How Apple Store Seduces You With the Tilt of Its Laptops - tortilla
http://www.forbes.com/sites/carminegallo/2012/06/14/why-the-new-macbook-pro-is-tilted-70-degrees-in-an-apple-store/
======
dangrossman
The Apple section of the Best Buy stores around here are set up like an Apple
Store... all the Apple products set up, turned on, connected to the internet
on wooden tables with plenty of room to play with them.

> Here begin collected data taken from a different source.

PR #915, opened 2024-02-02
fix(electric): Downgrade Erlang from version 26 to 25

alco:
With the latest version of OTP Electric sends an invalid startup packet to Postgres which causes Postgres to close the connection.

We don't know what the underlying issues is so we're reverting to a previous version of OTP for now.


magnetised (approved):
weird issue. seems like the right fix though

PR #918, opened 2024-02-03
Support for op-sqlite

gokul1099:
This PR adds compatibility with [op-sqlite](https://github.com/OP-Engineering/op-sqlite/tree/main) via a new adapter. Tested with react native example app.


clients/typescript/test/drivers/op-sqlite.test.ts
```diff
@@ -0,0 +1,39 @@
+import test from "ava"
+
+import {DatabaseAdapter} from "../../src/drivers/op-sqlite/adapter"
+import {MockDatabase} from "../../src/drivers/op-sqlite/mock"
+
+
+test("database adapted run works",async (t)=>{
```
msfstef, line 7: nit: typo in "adapter"

clients/typescript/src/drivers/op-sqlite/adapter.ts
```diff
@@ -0,0 +1,49 @@
...
+import { Row, SqlValue } from '../../util/types'
+import { SerialDatabaseAdapter as GenericDatabaseAdapter } from '../generic'
+import { Statement } from '../../util'
+import { Database } from './database'
+import { RunResult } from '../../electric/adapter';
+
+
+export class DatabaseAdapter extends GenericDatabaseAdapter {
+  readonly db: Database
+  #rowsAffected = 0
```
msfstef, line 11: You should be able to remove this property as both `execBatch` and `_run` can return rows affected without keeping a running count.

clients/typescript/src/drivers/op-sqlite/adapter.ts
```diff
@@ -0,0 +1,49 @@
...
+      values: (args ?? []) as SqlValue[],
+     }))
+     
+     const result = this.db.executeBatch(set)
+
+     this.#rowsAffected = result?.rowsAffected ?? 0
+     return {rowsAffected : this.#rowsAffected}
+
+  }
+  getRowsModified(): number {
```
msfstef, line 45: Can remove this method as well (not part of the adapter interface and not required to calculate rows affected, see comment above)

clients/typescript/src/drivers/op-sqlite/adapter.ts
```diff
@@ -0,0 +1,49 @@
...
+  readonly db: Database
+  #rowsAffected = 0
+
+  constructor(db: Database) {
+    super()
+    this.db = db
+  }
+
+  async _query(statement: Statement): Promise<Row[]> {
+    const result = this.db.execute(
```
msfstef, line 19: Might be better to use the asynchronous `executeAsync` method to [avoid blocking the UI](https://github.com/OP-Engineering/op-sqlite?tab=readme-ov-file#async-operations).

clients/typescript/src/drivers/op-sqlite/adapter.ts
```diff
@@ -0,0 +1,49 @@
...
+    return {rowsAffected : result.rowsAffected}
+  }
+
+  async execBatch(statements: Statement[]): Promise<RunResult>{
+    const set: any[] = statements.map(({sql,args})=>({
+      statement:sql,
+      values: (args ?? []) as SqlValue[],
+     }))
+     
+     const result = this.db.executeBatch(set)
```
msfstef, line 39: See comment above about async operations, can use `executeBatchAsync` here instead.

clients/typescript/package.json
```diff
@@ -88,6 +90,7 @@
         "./dist/frameworks/react/index.d.ts"
       ],
       "react-native": [
+        "./dist/drivers/op-sqlite/index.d.ts",
```
msfstef, line 93: since it's its own export, might be worth adding the type under its own entry
```json
"opsqlite": [
    "./dist/drivers/op-sqlite/index.d.ts",
] 
```

clients/typescript/package.json
msfstef, line 1: fyi you can run `pnpm prettier . --write` to format everything appropriately
you can use `pnpm check-styleguide` to ensure it passes lint, and can also do `pnpm typecheck` to make sure it compiles with no issues

msfstef (commented):
Looks good, thank you for the PR! Left some comments, most importantly about the use of the synchronous APIs.

clients/typescript/src/drivers/op-sqlite/mock.ts
```diff
@@ -0,0 +1,26 @@
+import { BatchQueryResult, QueryResult } from '@op-engineering/op-sqlite'
+import { DbName } from '../../util/types'
+import { Database } from './database'
+
+export class MockDatabase implements Database {
+  constructor(public dbname: DbName, public fail?: Error) {}
```
msfstef, line 6: nit: `dbname` should be `dbName` for consistency (what `electrify` reads)

clients/typescript/src/drivers/op-sqlite/adapter.ts
```diff
@@ -0,0 +1,34 @@
...
+
+  async execBatch(statements: Statement[]): Promise<RunResult> {
+    const set: any[] = statements.map(({ sql, args }) => ({
+      statement: sql,
+      values: (args ?? []) as SqlValue[],
+    }))
+
+    const result = await this.db.executeBatchAsync(set)
+
+    return { rowsAffected: result?.rowsAffected ?? 0 }
```
msfstef, line 32: can `result` actually be null here? looking at the OPSQLite implementation this should be unnecessary.
Also, `rowsAffected` can be null and that seems odd as well, [the comments seem to reference a failure state](https://github.com/OP-Engineering/op-sqlite/blob/355c555c700e234b0ffea7ab06a82762b5783f6d/src/index.ts#L111) that is not encoded in the result, and this differs from the `QueryResult` interface for `executeAsync`.

If this error state is indeed possible without the operation throwing then falling back to 0 rows affected silently might be an issue, although I suspect it's a deprecated comment and interface?

clients/typescript/src/drivers/op-sqlite/adapter.ts
```diff
@@ -0,0 +1,34 @@
...
+  readonly db: Database
+
+  constructor(db: Database) {
+    super()
+    this.db = db
+  }
+
+  async _query(statement: Statement): Promise<Row[]> {
+    const result = await this.db.executeAsync(statement.sql, statement.args)
+    return result.rows?._array ?? []
```
msfstef, line 17: Similarly to my comment below about the nullable rows affected in `executeBatchAsync`, OPSQLite seems to indicate that `rows` is undefined [only in an error state](https://github.com/OP-Engineering/op-sqlite/blame/355c555c700e234b0ffea7ab06a82762b5783f6d/src/index.ts#L61), although this `status` property doesn't appear anywhere.

Again, just want to confirm that there is not a case where `rows` is undefined because of a silent error and it's just an out of date specification (?)

clients/typescript/src/drivers/op-sqlite/database.ts
```diff
@@ -0,0 +1,9 @@
+import { OPSQLiteConnection } from '@op-engineering/op-sqlite'
+import { DbName } from '../../util'
+
+type OriginalDatabase = OPSQLiteConnection
+
+export interface Database
+  extends Pick<OriginalDatabase, 'executeAsync' | 'executeBatchAsync'> {
+  dbName?: DbName
```
msfstef, line 8: I see this is the case for other drivers as well, but as I understand this the client would need to either alter, extend, or create a wrapper for the respective driver instance to expose the `dbName` before passing it to the `electrify` call, which feels a bit awkward (?)

Tagging @kevin-dp for this discussion: would it make more sense for the `dbName` to be explicitly passed as an argument to the `electrify` call for drivers that don't expose it? It does decouple the db name in the driver initialisation from the electrification which can be bug prone, but I feel other alternatives would be to expose the adapter or provide our own wrapper as well?

Either way since this is the case for other drivers as well you can ignore my comment as it would require a breaking change, just wanted to flag it here.

clients/typescript/src/drivers/op-sqlite/database.ts
```diff
@@ -0,0 +1,9 @@
+import { OPSQLiteConnection } from '@op-engineering/op-sqlite'
+import { DbName } from '../../util'
+
+type OriginalDatabase = OPSQLiteConnection
```
msfstef, line 4: nit: is this necessary to reference the type?

msfstef (approved):
Looks good to me! Left a few more minor comments that have more to do with OPSQLite's interfaces but worth addressing.

@kevin-dp if you can have a quick look as well I think this is good to go!

clients/typescript/package.json
```diff
@@ -221,10 +226,11 @@
     "typeorm": "^0.3.9",
     "typescript": "^5.3.3",
     "wa-sqlite": "rhashimoto/wa-sqlite#semver:^0.9.8",
-    "web-worker": "^1.2.0"
+    "web-worker": "^1.2.0",
+    "@op-engineering/op-sqlite": ">= 2.0.16",
```
kevin-dp, line 230: Is there a reason it needs to be a dev dependency and not a peer dependency like the others?
If it can be a peer dependency then `@capacitor-community/sqlite` can probably also remain a peer dependency. Also it it present in `peerDependenciesMeta` so i'm guessing it was meant to be a peer dependency.

clients/typescript/src/drivers/op-sqlite/adapter.ts
```diff
@@ -0,0 +1,34 @@
...
+  }
+  async _run(statement: Statement): Promise<RunResult> {
+    const result = await this.db.executeAsync(statement.sql, statement.args)
+    return { rowsAffected: result.rowsAffected }
+  }
+
+  async execBatch(statements: Statement[]): Promise<RunResult> {
```
kevin-dp, line 24: This `execBatch` method is not used because your adapter extends the `SerialDatabaseAdapter`.
You need to extend the `BatchDatabaseAdapter` instead.

clients/typescript/src/drivers/op-sqlite/adapter.ts
```diff
@@ -0,0 +1,34 @@
...
+    const set: any[] = statements.map(({ sql, args }) => ({
```
kevin-dp, line 25: Can we improve this type? According to op-sqlite docs this should be of type `SQLBatchTuple[]`.

clients/typescript/src/drivers/op-sqlite/database.ts
kevin-dp: Indeed, it would require adding the `dbName` property to the database before passing it to the driver's `electrify` call, which is a bit odd. For databases that don't track the name we could indeed pass it as an additional argument to the driver's `electrify` function.

kevin-dp, line 8: This should not be optional because in the `electrify` function we rely on it being present since we do `const dbName: DbName = db.dbName!`. Once we make it required we can also remove the `!` in `electrify`.

clients/typescript/src/drivers/op-sqlite/mock.ts
kevin-dp, line 6: `fail` is not used, either remove it or modify the unit test to also check the case where it fails.

clients/typescript/src/drivers/op-sqlite/mock.ts
```diff
@@ -0,0 +1,26 @@
...
+      rowsAffected: 1,
+      rows: {
+        _array: [
+          {
+            column1: 'text1',
+            column2: 'text2',
+          },
+        ],
+        length: 1,
+        item: (idx: number) => idx,
```
kevin-dp, line 19: is this function supposed to return the `idx`-th row from the results?
If that is the case, we could implement it like this:
```ts
executeAsync(): Promise<QueryResult> {
    const _array = [
      {
        column1: 'text1',
        column2: 'text2',
      },
    ]
    return Promise.resolve({
      rowsAffected: 1,
      rows: {
        _array,
        length: 1,
        item: (idx: number) => _array[idx],
      },
  })
}
```

kevin-dp (approved):
Thanks for your contribution!
The implement looks good, i left a couple of comments.
After addressing @msfstef's comments and mine this is ready to be merged 👍

clients/typescript/src/drivers/op-sqlite/adapter.ts
gokul1099: @kevin-dp  SQLBatchTuple[] is specific to op-sqlite right? But here the adapter extends from BatchDatabaseAdapter requires statements as Statement[] type. How can I  include SQLBatchTuple [] here?

clients/typescript/package.json
gokul1099: @kevin-dp  will check and move to peerDependencies

clients/typescript/src/drivers/op-sqlite/adapter.ts
gokul1099: @msfstef  Yes, I think it's  a deprecated comment

clients/typescript/src/drivers/op-sqlite/adapter.ts
gokul1099: @msfstef  I think in the case of silent error the rows will be undefined. executeBatchAsync will return a promise, so can we use the failure callback to handle the error case ?

msfstef: We don't need to handle the error as it will be caught by the callers of the adapter (AFAIK there's no error wrapper for these adapters right now), my main concern is that if something does go wrong it _should_ throw and not just silently return an empty list of rows.

If you try running a bogus query with the `executeAsync` method does it return a promise rejection or does it resolve with undefined `rows`?

If it's the former, then I think it's fine to just assert that the rows will never be undefined (and maybe leave a comment about this), so `return result.rows!._array`

If it's the latter, there should be some way to catch/expose the underlying driver error but at the very least we should catch the rows being undefined and throw an error like "There was an error with the query blah blah".

gokul1099: I tried running some incorrect queries, the executeAsync method returns a promise rejection. 

Screenshot 2024-02-19 at 7 48 07 PM

clients/typescript/src/drivers/op-sqlite/adapter.ts
kevin-dp: I meant to replace the `any`on line 25, so `const set: SQLBatchTuple[] = ...`

gokul1099:
@kevin-dp  @msfstef  I have made all the changes as per your review. Please check

clients/typescript/package.json
```diff
@@ -53,6 +54,8 @@
     "./capacitor": "./dist/drivers/capacitor-sqlite/index.js",
     "./expo": "./dist/drivers/expo-sqlite/index.js",
     "./expo-next": "./dist/drivers/expo-sqlite-next/index.js",
+    "./opsqlite":"./dist/drivers/op-sqlite/index.js",
```
msfstef, line 57: duplicate export here

clients/typescript/src/drivers/op-sqlite/database.ts
```diff
@@ -0,0 +1,9 @@
...
+
+export interface Database
+  extends Pick<OriginalDatabase, 'executeAsync' | 'executeBatchAsync'> {
+  dbName: DbName
```
msfstef, line 8: I think having the `dbName` as an extra `electrify` argument rather than an enforced property that we know doesn't exist on the original db connection instance is a better pattern (as discussed [here](https://github.com/electric-sql/electric/pull/918#discussion_r1485921379))

so something like `electrify(db, dbName, dbDescription, ..etc)`

clients/typescript/package.json
```diff
@@ -238,9 +244,11 @@
     "vue": "^3.4.19",
     "vue-tsc": "^1.8.27",
     "wa-sqlite": "rhashimoto/wa-sqlite#semver:^0.9.8",
-    "web-worker": "^1.2.0"
+    "web-worker": "^1.2.0",
+    "@capacitor-community/sqlite": ">= 5.4.1"
```
msfstef, line 248: this should be a peer dependency only

clients/typescript/test/drivers/op-sqlite.test.ts
```diff
@@ -0,0 +1,60 @@
...
+  const sql = [
+    { sql: 'select * from electric;', args: [] },
+    { sql: 'select * from opsqlite', args: [] },
+  ]
+  const result = await adapter.execBatch(sql)
+
+  t.is(result.rowsAffected, 1)
+})
+
+test("database adapter reject promise on failure",async(t)=>{
```
msfstef, line 43: nit: don't forget to run the formatter as well

clients/typescript/src/drivers/op-sqlite/database.ts
msfstef: bump for this nit - we should be able to just have `Pick<OPSQLiteConnection, 'executeAsync' | 'executeBatchAsync'>`

clients/typescript/src/drivers/op-sqlite/database.ts
gokul1099: @msfstef  Should I ignore this for now, since it has to be incorporated for all the drivers, right?

clients/typescript/package.json
```diff
@@ -53,6 +54,7 @@
     "./capacitor": "./dist/drivers/capacitor-sqlite/index.js",
     "./expo": "./dist/drivers/expo-sqlite/index.js",
     "./expo-next": "./dist/drivers/expo-sqlite-next/index.js",
+    "./opsqlite": "./dist/drivers/op-sqlite/index.js",
```
msfstef, line 57: nit: mismatch between `opsqlite` export and `op-sqlite` types - maybe keep `op-sqlite` everywhere for consistency

clients/typescript/src/drivers/op-sqlite/database.ts
msfstef: There's not need to incorporate it for all the drivers, some of them do indeed expose the database name, and each driver's `electrify` call has its own API, so it should be fine to just move this requirement from the database instance to an argument of `electrify`

clients/typescript/package.json
```diff
@@ -251,9 +256,13 @@
     "react-native-sqlite-storage": ">= 6.0.0",
     "typeorm": ">=0.3.0",
     "vue": ">=3.0.0",
-    "wa-sqlite": "rhashimoto/wa-sqlite#semver:^0.9.8"
+    "wa-sqlite": "rhashimoto/wa-sqlite#semver:^0.9.8",
+    "web-worker": "^1.2.0"
```
msfstef, line 260: is there a reason the `web-worker` dependency was moved to `peerDependencies`? I'm unsure about whether it's used at all but having it in `peerDependencies` without an optional flag will make a warning appear on electric installations without it. If it was moved because it is unused I'd suggest placing it back and it can be cleaned up on a separate PR

clients/typescript/src/drivers/op-sqlite/database.ts
gokul1099: @msfstef  For this I just have to remove dbName in database interface right?? And for `electrify` call already we have `db` argument. Should I have to add `dnName` also ??

msfstef: Yep I'd say this becomes:
```ts
export interface Database extends Pick<OriginalDatabase, 'executeAsync' | 'executeBatchAsync'>
```
and the `electrify` call gets an additional argument
```ts
export const electrify = async <T extends Database, DB extends DbSchema<any>>(
  db: T,
  dbName: DbName, // accept it as extra argument
  dbDescription: DB,
  config: ElectricConfig,
  opts?: ElectrifyOptions
): Promise<ElectricClient<DB>> => {
  // no longer need to retrieve it from the db instance
  // const dbName: DbName = db.dbName!
  // ...
```

ideally we should be able to extract it from the DB connection instance but [op-sqlite doesn't seem to make it available](https://github.com/OP-Engineering/op-sqlite/blob/cfea4c3ade66501e56b46342af727b623fbca5a6/src/index.ts#L397-L460).

msfstef:
@gokul1099 PR looking good!

I think you might need to rebase and/or run `pnpm install` to get a consistent lockfile as I see tests are failing because of that.
If you can, please also add a changeset by going into the root dir and doing `pnpm changeset` and following instructions.

balegas:
@msfstef please open an internal follow up issue for us to update our react-native example to use this.

@gokul1099 thanks so much for the work.

.changeset/five-games-battle.md
```diff
@@ -0,0 +1,5 @@
+---
+"electric-sql": minor
```
msfstef, line 2: nit: we currently do patch releases for everything as we're still in alpha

At the same time, almost all the Windows laptops are either running a demo app
showing specs and videos you can't quit to the desktop from, have been
rebooted by someone and are stuck on the welcome screen waiting for a password
you don't know, or are turned off.

I haven't been able to buy a Windows laptop in stores for a couple years. They
only stock junk with dim, low-DPI 1366x768 screens, and don't let you try them
out enough to tell if you want to work on that computer every day for the next
few years. I've ended up relying on online reviews and videos to pick models,
then using manufacturers' sites to custom build them with decent screens and
SSDs (14" 1600x900 in my HP Envy right now).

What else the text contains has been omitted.